Exploring Texture and Form in the Barren Landscapes of the Salton Sea and Beyond
Frederick Sommer reveals the inevitable as art
In total acceptance, almost everything becomes a revelation. — Frederick Sommer
Have you ever photographed a dead animal? It sounds eerie, like something you’d see in a bad horror movie. My proximity to the Salton Sea near Palm Springs, California, is a hot spot for death in the summer. The air reeks of decaying fish, an odor that reaches the Coachella Valley miles away every year. It is a nauseating time of year in the Southern California desert.
Yet, the incongruity of it all is overwhelming, and photo ops appear everywhere, however morbid they are. After visiting the Salton Sea a few times during the summer, about an hour from Palm Springs, I returned with photos of the decomposing bodies of several life forms
Walking along the Salton Sea shore is a surreal and noisy experience. Every step crunches over sun-bleached fish bones, remnants of a once-thriving ecosystem. Summer in many deserts worldwide brings high temperatures often soaring past 120°F, turning the landscapes into a sizzling, otherworldly furnaces. The stifling heat wraps around you, seeping into your skin like a frying pan turned to high. Decay, heat, and desolation define every moment along this haunting shoreline.

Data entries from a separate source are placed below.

PR #6073, opened 2019-06-10
create global item table and test scripts

KnowOne134:


zynjec:
Do we really need a ginormous lua table for every item? It's just another thing that will need to be maintained and more than likely become stale.

If for some reason someone pushes this through, I really dislike the naming conventions you used (eg: _HQ2), at least have it match what we use in the database, and you also have errors.

TeoTwawki:
@zynjec kind of work in progress and he's run it by myself and lotus already. We're looking at switching the DB (and thus scripts) to use short names, becaus ethe names are stupidly long and..well just plain stupid.

plate_of_sole_sushi.lua
vs
sushi.lua

and we're unable to put = and minus symbols in the variable name, so I suggested using "HQ" and "NEG" instead,

zynjec:
This is literally the worst idea this project has ever had.

TeoTwawki:
¯\\\_(ツ)_/¯

TeoTwawki:
I too would like to start using the name fields in the actual SQL tables..for items and some other things as well. Lets discuss on discord. This really wasn't ready for a PR anyway.

nfaletra:
After brief discussion, this isn't quite the direction we want to take this stuff. Let's continue to talk about possible solutions for hardcoded item ids in discord.

PR #6075, opened 2019-06-10
Consolidate/remove some settings

TeoTwawki:
### Removed:
- **LOW_LV_REGIME** comment out the lv check to get the same effect.
- **AF specific fame.** Why was this ever a thing?
- **VISITANT_BONUS** past me apologies for placeholder-ing this.

### Merged, functionality retained:
- **Explorer moogle settings** are just one setting now. Set its level to 0 to disable it, instead of a setting for on/off and another for the level.


TeoTwawki:
### PENDING IN A SEPARATE PR TO COME:
- I think bio/dia shiz can be done entirely by SQL flags, need to double check.
- I want change how we handle settings (and perhaps confs) and when I have something ready to show discuss with the team and pray a buncha negative nancy's don't complain that its still to many settings. I'm envisioning a way to package out things where we don't need a bunch of requires all over creation and those of us that don't want something can more easily ignore its existence (less cluttery crap to maintain while still enabling a lot of adjustable-ness)

TeoTwawki:
Fixed conflicted file..

scripts/zones/La_Theine_Plateau/npcs/Dimensional_Portal.lua
```diff
@@ -2,19 +2,18 @@
 -- Area: La Theine Plateau
 --  NPC: Dimensional Portal
 -----------------------------------
+local ID = require("scripts/zones/La_Theine_Plateau/IDs")
 require("scripts/globals/keyitems")
```
ibm2431: Looks like this was a c/p of the Konschtat one with a KI require instead of missions.

(Tahrongi is fine.)

PR #6076, opened 2019-06-11
Add some missing items to Windurst Waters Cooking guild: Miso, Soy Sauce, Dried Bonito

TeoTwawki:
~~Todo: make old style guild shops optional..Or just nuke them since they generally caused complaints since forever and retail has fully eliminated them and I've been getting bad info from people "from retail" because of it for the last FIVE years http://forum.square-enix.com/ffxi/threads/46481-Any-chance-of-removing-crafting-caps?p=555187&viewfull=1#post555187~~

> [9:23 PM] ibm2431: Yeah, if it's on Chomo, I would rubber stamp that
> [9:23 PM] Teo: if you check the miso and its not 2500
> [9:23 PM] Teo: then it means that it does flux
> [9:23 PM] ibm2431: Because I know Chomo is the "always in stock" one
> [9:29 PM] ibm2431: I'll have to wait until 5:00 for Kopopo, but have some screenshots while you wait
_snip_
> [9:30 PM] Teo: ok so they took the corn off her, left a lot of th other stuff
> [9:30 PM] Teo: their patch notes say nothing about the arrangement of some items being limited still causing me and several other people to think this is gone
> [9:30 PM] ibm2431: Kopopo may have some of the same items, but at "fluctuation" prices
> [9:31 PM] Teo: the thread I linked, was someone asking for guild limits to be removed and the player base telling him it already was, quoting patch notes
> [9:31 PM] ibm2431: I do remember a time I was able to get a synth mat for cheaper from the "old" guild NPC than the hard-set "new" NPC
> [9:32 PM] Teo: from what you are telling me..I don't want a setting, just fuck this whole mess and replicate modern retail.
> [9:32 PM] ibm2431: Yep, fuck the whole mess and replicate modern retail!
> [9:32 PM] Teo: the "new" shop with ranks, can be set up as normal shops with an added param for craft rank like we have 1 for nation rank
> [9:33 PM] Teo: copy pasting this into guthub if you don't mind
> [9:37 PM] ibm2431: Not at all


ibm2431:
Both new and old style coexist on retail. There are two NPCs behind the counter, one is the new style, the other is the old style. In cases where both NPCs behind the counter aren't being used for this, they'll use a NPC standing next to the counter instead (ie: Northern San d'Oria Woodworking)

TeoTwawki:
from what I've read on the official forums, and BOTH wiki,s and ffxiah forums...None of the prices or stock levels change anymore at all on ANY npcs at all.

ibm2431:
I had the Windurst Cooking Guild run out of stock on me yesterday for Millicorn... but I didn't check price and/or stock after the guild reopened the next day.

For new/old style, are we talking about the hard-set items that get unlocked as your rank goes up?

TeoTwawki:
They were claiming the items never run out anymore. Am confused now. 

old style would be what we have now. New style would be...not doing this shit (so I thought) rank crap would be implemented on new style not touching the old was my thinking (if they were to coexist with some kind of setting).


If I have things wrong I'd like to amend my commit message. But I wnat to know exactly WTF IS HAPPENING first, because their own official word is being quoted and I'm being told it ain't true now.

ibm2431:
I have some more characters that require some fame boosting; I'll record a video of the guild~! Client updating now.

TeoTwawki:
perhaps this is a "we shoulda used commas or something" situation: where just the new items in the same fiuggin item list never run out

TeoTwawki:
like the 3 I just used = infinite, 
million corn = not infinite

TeoTwawki:
yeah fuggit, amending message someone else can deal with that crap this PR doesn't touch it anyway

ibm2431:
To others: Video capture with packet logs is available on the capture Discord server, in the hobbies-crafting channel.

TeoTwawki:
Guild crap needs a full overhaul. 1 NPC needs to us eteh non guild shop function, which needs a change to its arguments to support doing craft rank similar to how we do nation rank.

***this PR will not be addressing any of that. just add the 3 items with modern retail params as closely as our current system allows***

davismj:
Can you add some Dried Bonito to my local grocery store pls & ty.

PR #6019, opened 2019-05-19
Reassign groupids, with each zone getting a batch

wrenffxi:

PR #6087, opened 2019-06-17
mob group overhaul

Wiggo32:
The goal is to get Dynamis Zones working with bcnmcrap merge. I'm not going to do that until mob groups get organized and become easier to work with, so Phase 1:
What I did was separate groups into smaller groupings per zone and assigned them to mobs sequentially in order by mobid. Each zone will have its own set of groups starting at 1 and be uniquely identified by both the groupid AND the zoneid per lotus' suggestion on discord chat. This will make adding additional groups easier for future endeavors. 
The next phase will be reorganizing the mob_groups.sql so that they appear in order of zoneid like it does in mob_spawn_points.sql. Which I will start on after this is accepted to make sure I'm not doing frivolous work.
After that, I plan to take the Dynamis Zones one at a time and correctly organize/overhaul per current retail data which I have already collected.
Questions? Comments? Concerns?


ibm2431:
Tagging @wrenffxi on this, because I know he was interested in solving this issue with #6019 (Although I think the approach was different.)

I am in favor of getting groups under control; I have been hesitant towards doing work with mobs due to how intimidating it is to keep all the groups straight with our current system.

_And_ no more "rebase because my ID was stolen"!

helixhamin:
https://github.com/DarkstarProject/darkstar/blob/1a1ef6d87252f1c27dfacac05122b33b0a14ab19/sql/mob_groups.sql#L10424

Why do we suddenly lose zone ordering here? The zone ids suddenly jump around after this point.

ibm2431:
> Why do we suddenly lose zone ordering here? The zone ids suddenly jump around after this point.

Reorganizing to be sorted by zone ID hasn't been done yet; they're still in the order of the original groups.

TeoTwawki:
I guess you missed the conversation where we said not to do this because we want to move to per-zone group IDs instead

Wiggo32:
that's exactly what this is... per zone group ids

TeoTwawki:
sorry looked like just re-ordering it isn't showing me full diff (because massive)

I'll have to pull local

Wiggo32:
and wren's approach was a bit more complicated than just renumbering groups per zone which is what lotus suggested and is much more simplier/easy to comprehend/understand.

Wiggo32:
also, there will need to eventually be another phase where we fix the broken links in mob_groups.sql that haven't had any reference to any mobs in the mob_spawn_points.sql... for now I just left them the same number that they were to avoid conflicts.

TeoTwawki:
ok yeah, my bad that is what we were looking for. thanks Wiggo.

Wiggo32:
@helixhamin I have left them in original order so people could more easily check/track changes I did to the groups themselves... for Q&A purposes

Wiggo32:
> 
> 
> ok yeah, my bad that is what we were looking for. thanks Wiggo.

it's cool, I did suggest doing it a different way when it was first discussed in discord so it's not your fault. It's just even my original idea is even more complicated than this.

PR #6094, opened 2019-06-19
fix hq synth rates

wrenffxi:
divide int literals (1/2), get an int output (0)

### DIFF
--- a/src/map/utils/synthutils.cpp
+++ b/src/map/utils/synthutils.cpp
@@ -390,10 +390,10 @@ uint8 calcSynthResult(CCharEntity* PChar)
 
                     switch(hqtier)
                     {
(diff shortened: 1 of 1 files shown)


TeoTwawki:
can we possibly recast it to enable using actual division?

wrenffxi:
I mean if you're averse to float representation and really want fractional representation you could divide float literals (1./2.) and get the same number.  Just can't divide int literals, or you'll get an int result.

TeoTwawki:
@isotor so about that testing our changes my dude :)

TeoTwawki:
@wrenffxi I'm fine with however this turns out but there was some discussion about clarity, /shrug I'll let someone either merge as is or tell you what they want here.

PR #6099, opened 2019-06-22
A Moogle Kupo d'Etat Missions 1-5

zach2good:
https://ffxiclopedia.fandom.com/wiki/Category:A_Moogle_Kupo_d%27Etat_Missions

Breaking up my previous giant/broken PR (https://github.com/DarkstarProject/darkstar/pull/6053) into reasonable chunks.

Missions 1-5, stopping when Shantotto asks you to go fight some Cardians.

Opening CS is locked behind `ENABLE_AMK `, and all other missions are locked behind their various `player:getCurrentMission(AMK)` values.


scripts/globals/helm.lua
```diff
@@ -1430,6 +1431,31 @@ dsp.helm.onTrade = function(player, npc, trade, helmType, csid)
...
 
+        local amkChance = 20
+        if 
+            player:getCurrentMission(AMK) == dsp.mission.id.amk.WELCOME_TO_MY_DECREPIT_DOMICILE and
+            broke ~= 1
+        then
+            if
+                helmType == dsp.helm.type.MINING and
+                not player:hasKeyItem(dsp.ki.STURDY_METAL_STRIP) and
+                dsp.expansionZone.ORIGINAL_ROTZ[zoneId] and math.random(0,99) < amkChance
```
TeoTwawki: I really dislike doing `0,99` in math.random calls. I would like to see this conditional altered to just used `math.random(100)` instead. That will roll 1-100 which means it won't start at zero and is more intuitive in my opinion for things that are being treated as a % chance. You'll have to alter the comparison to account for that shift by 1.

scripts/globals/zone.lua
```diff
@@ -384,6 +384,143 @@ dsp.zone =
     WALK_OF_ECHOES_P                = 298,
 }
 
+dsp.expansionZone = {}
+dsp.expansionZone.ORIGINAL_ROTZ = {
+    [dsp.zone.WEST_RONFAURE]                  = true,
+    [dsp.zone.EAST_RONFAURE]                  = true,
```
TeoTwawki: I think this could be shortened by a lot - do you really need to explicitly check the zone by expansion or can you just check if the region or that the region is NOT one form the other expansions? I think the only other helm area's would be wotg and cop. https://github.com/DarkstarProject/darkstar/blob/master/src/map/zone.h#L347

(might be able to bind contententtype and use it depending on if cop area's round as middle lands or "other", but I did not look..prolly would need to region it at a min..In the future I'd like to do something outside of lua for zone expansion info but that is outside the scope of this PR)

scripts/globals/zone.lua
```diff
@@ -384,6 +384,143 @@ dsp.zone =
     WALK_OF_ECHOES_P                = 298,
 }
 
+dsp.expansionZone = {}
+dsp.expansionZone.ORIGINAL_ROTZ = {
```
TeoTwawki: we're newline brace people. Just FYI.

scripts/globals/moghouse.lua
```diff
@@ -17,6 +19,28 @@ MOGLOCKER_ACCESS_TYPE_ALLAREAS = 1
...
 
+function isInMogHouseInHomeNation(player)
+    if not player:isInMogHouse() then
+        return false
+    end
+
+    local currentZone = player:getZoneID()
+    local nation = player:getNation()
+    if nation == dsp.nation.BASTOK then
+        if currentZone >= 234 and currentZone <= 237 then
```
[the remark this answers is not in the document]
TeoTwawki: yes actually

As my favorite photographer dead and decaying life, along with capturing barren landscapes without horizons, Fredrick Sommer was a genius. Perhaps after reading this article, you’ll be seeking carcasses, as that is a part of his photography repertoire. Maybe, you’ll even visit the Salton Sea during the summer.
When you contemplate decay, the first thing that comes to your mind probably isn’t texture and form, not to mention the undeniable fact that death is something that happens to all of us. These aspects of the passage of time were Sommer’s point.